The Other Half 另一半 (2006) - Women Pt.3
Updated: May 25

Director: Liang Ying
Distributor: dGenerate Films
Part of: Generation Independent Movement
Hardworking, family breadwinner, educated. Although most female characters in the film may possess these characteristics, they are still constrained by an overwhelming factor: their social dependency on men. Ying Liang’s 2006 film, The Other Half, explores the life of Xiaofen – a legal clerk in the small inland industrial town of Zigong, Sichuan. Xiaofen’s interactions throughout the film depict the clear status difference between men and women living in rural China.

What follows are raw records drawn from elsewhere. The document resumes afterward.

PR #285, opened 2024-04-30
Enable sending mails to contacts with the admin password and info about where to login

ITViking:
#### What does this PR do?
This PR adds some tasks, one for sending emails, one for generating passwords for the admin user on main environments and a higher level abstraction which couples the two former tasks together to sent emails to library contact persons. 

This should be read through. It can be easily tested by running either of the tasks. 
The format for the /contacts-and-their-sites.yaml can be seen inside it. Just change the sitename, name(s) and the email(s)
If the az cli complains. run these two commands one after the other: 
`az extension remove -n communication
az extension add -n communication -y
`
https://reload.atlassian.net/jira/software/c/projects/DDFDRIFT/boards/464?selectedIssue=DDFDRIFT-60
https://reload.atlassian.net/browse/DDFDRIFT-85

### DIFF
--- a/infrastructure/Taskfile.yml
+++ b/infrastructure/Taskfile.yml
@@ -1082,3 +1082,13 @@ tasks:
         msg: "Could not find directory {{.dir_infra}}"
       - sh: "[ -d {{.dir_configuration}} ]"
         msg: "Could not find directory {{.dir_configuration}}"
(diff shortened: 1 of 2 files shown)


hypesystem (approved):
LGTM

PR #303, opened 2024-05-03
Add support for `importTranslationsCron` in sites.yaml

hypesystem:
#### What does this PR do?

This adds support for configuring cron schedule for an individual site for importing translations, and sets it for cms-school, so we get hourly translation imports in that one environment.

This allows us to define custom schedules for when translations should be imported.

Verify that the generated [.lagoon.yml](https://github.com/danishpubliclibraries/env-cms-school/blob/main/.lagoon.yml#L66-L71) looks correct

[DDFDRIFT-101](https://reload.atlassian.net/browse/DDFDRIFT-101?atlOrigin=eyJpIjoiZWZkMWY5ZDI2YjgzNDM0ZjhiZTdkZGE1Zjc1NjRhZjAiLCJwIjoiaiJ9)

[DDFDRIFT-101]: https://reload.atlassian.net/browse/DDFDRIFT-101?atlOrigin=eyJpIjoiNWRkNTljNzYxNjVmNDY3MDlhMDU5Y2ZhYzA5YTRkZjUiLCJwIjoiZ2l0aHViLWNvbS1KU1cifQ

### DIFF
--- a/infrastructure/environments/dplplat01/sites.yaml
+++ b/infrastructure/environments/dplplat01/sites.yaml
@@ -24,6 +24,7 @@ sites:
     releaseImageRepository: ghcr.io/danskernesdigitalebibliotek
     releaseImageName: dpl-cms-source
     dpl-cms-release: "2024.18.3"
+    importTranslationsCron: "0 * * * *"
     deploy_key: "ssh-ed25519 AAAAC3NzaC1lZDI1NTE5AAAAIJ6SzfPFf/XeLeqI342kxuJAlATpDMtgAfqlrLTTbW2m"
   customizable-canary:
     name: "Customizable bibliotek - eksempel"
--- a/infrastructure/dpladm/bin/dpladm-shared.source
+++ b/infrastructure/dpladm/bin/dpladm-shared.source
@@ -66,10 +66,12 @@ function renderProfileTemplate {
   local releaseImageRepository=$3
   # Name of the container-image that contains the built release
   local releaseImageName=$4
+  # Cron schedule for importing translations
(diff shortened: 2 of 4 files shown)


infrastructure/environments/dplplat01/sites.yaml
```diff
@@ -24,6 +24,7 @@ sites:
     releaseImageRepository: ghcr.io/danskernesdigitalebibliotek
     releaseImageName: dpl-cms-source
     dpl-cms-release: "2024.18.3"
+    importTranslationsCron: "0 * * * *"
```
spaceo, line 27: Maybe the default translation import cron schedules should be defined everywhere in the sites yaml file - also on the std sites.
I am aware of the defaults [here](https://github.com/danskernesdigitalebibliotek/dpl-platform/pull/303/files#diff-52b177fa1883f37996c67a5555015c80688f680bdfe28462b76d38e98f6c81c3R120-R123). But having them defined in sites.yaml makes it more visible what the differences are in the settings - I think.

spaceo (commented):
Looks good have a comment for you to consider

infrastructure/environments/dplplat01/sites.yaml
hypesystem: It's a good point, and easy to implement (non-breaking) if we want to at some point in the future. I'll leave it for now but keep it in mind for future changes to sites.yaml.

As we start having regular releases on several different plans etc we'll learn what makes sense in sites.yaml, and how verbose we want to be :-)

spaceo (approved):
LGTM 👍

PR #306, opened 2024-05-03
Scale up ingress-nginx, based on metrics

hypesystem:
#### What does this PR do?

Based on data from Grafana this seems like a reasonable level to request to be able to deal with spikes in traffic.

The ingresses (15!) are currently using around 300-400 Mi of memory and barely perceptible CPU. We would like to run on slightly fewer ingresses with room to scale up, so this request level (1.1Gi) should accomodate that wish.

Memory graph:

Screen Shot 2024-05-03 at 17 23 56

CPU graph:

Screen Shot 2024-05-03 at 17 25 27

We have 16 Gb memory available on each node, and allowing an ingress to be a memory heavy instance makes sense. Even at this level, we could accomodate 14 ingresses on a node, which is a lot! So it seems reasonable.

The change has been executed and is running in the platform.

[DDFDRIFT-96](https://reload.atlassian.net/browse/DDFDRIFT-96?atlOrigin=eyJpIjoiMjY1Yzk4MTBhMTQ2NGVmZGEwNGUwYmE4ZTQyYWI5ZTEiLCJwIjoiaiJ9)

[DDFDRIFT-96]: https://reload.atlassian.net/browse/DDFDRIFT-96?atlOrigin=eyJpIjoiNWRkNTljNzYxNjVmNDY3MDlhMDU5Y2ZhYzA5YTRkZjUiLCJwIjoiZ2l0aHViLWNvbS1KU1cifQ

### DIFF
--- a/infrastructure/environments/dplplat01/configuration/ingress-nginx/ingres-nginx-values.template.yaml
+++ b/infrastructure/environments/dplplat01/configuration/ingress-nginx/ingres-nginx-values.template.yaml
@@ -20,8 +20,8 @@ controller:
     maxReplicas: 15
   resources:
     requests:
-      cpu: 500m
-      memory: 500Mi
+      cpu: 300m
+      memory: 1100Mi
   service:
     loadBalancerIP: "${INGRESS_IP}"
     externalTrafficPolicy: "Local"


hypesystem:
Ligner at vi har ramt et godt punkt med denne: HPA'en har skaleret ned til 5, og vi er klar til spikes i load, let's go!

achton (approved):
LGTM 👍🏻

PR #308, opened 2024-05-06
Disable autogenerated routes if primary route set

hypesystem:
#### What does this PR do?

Does what it says on the tin

[DDFDRIFT-97](https://reload.atlassian.net/browse/DDFDRIFT-97)


ITViking (approved):
looks good

PR #311, opened 2024-05-06
Adjusted pod autoscaler for sites

hypesystem:
#### What does this PR do?

The base levels for nginx-php pods (requests) 110 Mi memory and 0.02 cpu (by adding the requests for the two containers). Our estimates for a "large" site is that it will use 400 Mi memory and 0.1 cpu. At that point it may make sense to scale, so we adjust levels to fit that - still a very reasonable and low level.

So we set targets for the autoscaler that match a "large" instance and start scaling at that point. This means upping the CPU scaling to 500%, which is 0.1 cpu. Even this may be a low point to start scaling at...

Judge the reasoning. Should we up the targets even more to avoid needless scaling? We want to be able to pack into relatively few nodes here when load is low.

[DDFDRIFT-96](https://reload.atlassian.net/browse/DDFDRIFT-96)

[DDFDRIFT-96]: https://reload.atlassian.net/browse/DDFDRIFT-96?atlOrigin=eyJpIjoiNWRkNTljNzYxNjVmNDY3MDlhMDU5Y2ZhYzA5YTRkZjUiLCJwIjoiZ2l0aHViLWNvbS1KU1cifQ

### DIFF
--- a/infrastructure/dpladm/autoscaler.template.yaml
+++ b/infrastructure/dpladm/autoscaler.template.yaml
@@ -15,7 +15,7 @@ spec:
   - resource:
       name: cpu
       target:
-        averageUtilization: 70
+        averageUtilization: 500
         type: Utilization
     type: Resource
   minReplicas: 1


achton (approved):
Let's give it a go. I think this is one of those changes that require some monitoring (of e.g. Herlev + Billund) to determine whether we are hitting autoscaling targets.

It's still a balance between allowing autoscaling during spikes and also packing pods onto few nodes during regular operation. So a bit of trial and error, I'd say.

hypesystem:
Agreed

PR #323, opened 2024-05-08
Add task for looping through sites and checking if they have a logo set up

hypesystem:
#### What does this PR do?

We use this to get an indication of how many sites have started using the system.

It has the nice added benefit of putting the frontpage in varnish's cache.

[DDFDRAFT-113](https://reload.atlassian.net/browse/DDFDRIFT-113)

### DIFF
--- a/infrastructure/Taskfile.yml
+++ b/infrastructure/Taskfile.yml
@@ -1019,6 +1019,15 @@ tasks:
       preconditions:
       - *require_site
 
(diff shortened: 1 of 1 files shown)


ITViking:
kan jeg teste det her? Det burde jeg vel kunne uden at det påvirker noget?

ITViking (approved):
works = approved

PR #1043, opened 2025-08-25
Missing request metadata during node registration

sitole:
After node refactoring, the cluster node is not getting the gRPC metadata needed for proper request handling.
The initial call will fail as metadata is not present.

### DIFF
--- a/packages/api/internal/orchestrator/nodemanager/node.go
+++ b/packages/api/internal/orchestrator/nodemanager/node.go
@@ -109,7 +109,7 @@ func New(
 	return n, nil
 }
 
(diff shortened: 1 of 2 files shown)


packages/api/internal/orchestrator/nodemanager/node.go
```diff
@@ -149,7 +144,8 @@ func NewClusterNode(
 		},
 	}
 
-	nodeInfo, err := client.Info.ServiceInfo(ctx, &emptypb.Empty{})
+	reqCtx := metadata.NewOutgoingContext(ctx, conn.Metadata)
+	nodeInfo, err := conn.Client.Info.ServiceInfo(reqCtx, &emptypb.Empty{})
```
dobrac: can you use the `node.GetClient()` method instead?

dobrac (approved):

PR #1046, opened 2025-08-25
Add some logs to the cache provider

djeebus:


jakubno (approved):
could you make it all lowercase? 🙏🏻

ValentaTomas:
We will be also most probably removing the logs before deploying to prod.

Ying Liang’s use of a non-polarised camera lens creates an eerily bland colour palette. The subdued use of colour exacerbates women’s dire situations in the film. Xiaofen, a clerk in a lawyer's office, listens to endless confessions, all of which (with one exception) are confessed by women.
A female victim of domestic abuse. A child bride. A hardworking woman who goes alone to the city to work and earn money returns home to an unfaithful husband. A woman who has lost custody of her child due to unemployment. An unwed and pregnant 18-year-old high school girl commits suicide after her boyfriend abandons her. Countless murders were committed against women.

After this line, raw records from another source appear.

PR #1047, opened 2025-08-25
Do not cache when building a template, only when starting a sandbox

djeebus:
This also cleans up logging and returns a struct rather than an interface in one place.

### DIFF
--- a/packages/orchestrator/internal/sandbox/template/cache.go
+++ b/packages/orchestrator/internal/sandbox/template/cache.go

Throughout the film, family problems, gender relations, infidelity, pre-marital sex, abuse, and loveless marriages burden these women. The film depicts these issues as those that stem from traditional Chinese feudal concepts and the impact of foreign ideas of sexual openness on conventional Chinese thinking.
Although the film depicts women in vulnerable societal positions and as second-class citizens, it still hints at a sense of empowerment. By being complainants, women challenge the traditional patriarchal society. The director deliberately includes several news reports, most notably one on a group of female factory workers. The narrator highly praises the contribution of these women as a force in contemporary society.